Proceedings Article | 18 July 2016
KEYWORDS: Gamma radiation, Sensors, Germanium, Mars, Spectroscopy, Particles, Photons, Atmospheric particles, Absorption, Scintillation
We describe a project to develop new medium-energy gamma-ray instrumentation by constructing and flying a balloon-borne Compton telescope using advanced scintillator materials combined with silicon photomultiplier readouts. There is a need in high-energy astronomy for a medium-energy gamma-ray mission covering the energy range from approximately 0.4 - 20 MeV to follow the success of the COMPTEL instrument on CGRO. We believe that directly building on the legacy of COMPTEL, using relatively robust, low-cost, off-the-shelf technologies, is the most promising path for such a mission.
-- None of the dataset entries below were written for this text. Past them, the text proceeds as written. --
PR #3356, opened 2024-12-17
[WNMGDS-2928] Standardize `inputRef` prop types

pwolfert:
## Summary

WNMGDS-2928

- Standardizes `inputRef` prop types to use the React `Ref` type, which covers both Object refs and ref functions
- Adds unit tests to make sure both kinds of refs work

## How to test

1. Run unit tests
2. Try one of the ChoiceList stories and verify that the `onComponentBlur` event still works

## Checklist


kim-cmsds (approved):
Pulled this down locally and ran through the ChoiceList stories and unit tests ✅ 

Looks like the storybook docs need to be rebuilt for tests to pass.

PR #3357, opened 2024-12-17
[WNMGDS-3077] Fix wrong Storybook iframes loading on doc site

pwolfert:
## Summary

Apply the client-side-only fix to story iframes to fix rehydration issue. This is the same workaround that we used in [#2962](https://github.com/CMSgov/design-system/pull/2962/files). Making it client-side only means there is no mismatched HTML for Gatsby to try to reconcile, so it'll always show the right one. There's really no reason to pre-render that component anyway.

Unfortunately this fix does not retroactively fix earlier versions of the doc site, so if we want to fix older archived versions, we have to go back and apply the fix to those versions and redeploy.

## How to test

To reproduce the original issue on the main branch:

1. `yarn build:docs`
2. `yarn serve:docs`
3. Navigate to http://localhost:9000/components/alert/?theme=medicare
4. Take a look at the first storybook example. Notice that even though this is the Medicare theme, it shows the info alert of the core theme. If you inspect the iframe in the page, you'll notice its url is wrong. It's pointing to the core theme in Storybook even though the client-side JavaScript that loads knows the correct theme and url to load. It's that Gatsby doesn't correctly reconcile the statically generated HTML with the new HTML being rendered in the client.

## Checklist


tamara-corbalt (approved):
LGTM! Approve, pending passing CI.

Fortunately, high-performance scintillators, such as Lanthanum Bromide (LaBr3), Cerium Bromide (CeBr3), and p-terphenyl, and compact readout devices, such as silicon photomultipliers (SiPMs), are already commercially available and capable of meeting this need. We have conducted two balloon flights of prototype instruments to test these technologies. The first, in 2011, demonstrated that a Compton telescope consisting of an liquid organic scintillator scattering layer and a LaBr3 calorimeter effectively rejects background under balloon-flight conditions, using time-of-flight (ToF) discrimination. The second, in 2014, showed that a telescope using an organic stilbene crystal scattering element and a LaBr3 calorimeter with SiPM readouts can achieve similar ToF performance. We are now constructing a much larger balloon instrument, an Advanced Scintillator Compton Telescope (ASCOT) with SiPM readout, with the goal of imaging the Crab Nebula at MeV energies in a one-day flight. We expect a ~4σ detection up to ~1 MeV in a single transit. We present calibration results of the first detector modules, and updated simulations of the balloon instrument sensitivity. If successful, this project will demonstrate that the energy, timing, and position resolution of this technology are sufficient to achieve an order of magnitude improvement in sensitivity in the mediumenergy gamma-ray band, were it to be applied to a ~1 cubic meter instrument on a long-duration balloon or Explorer platform.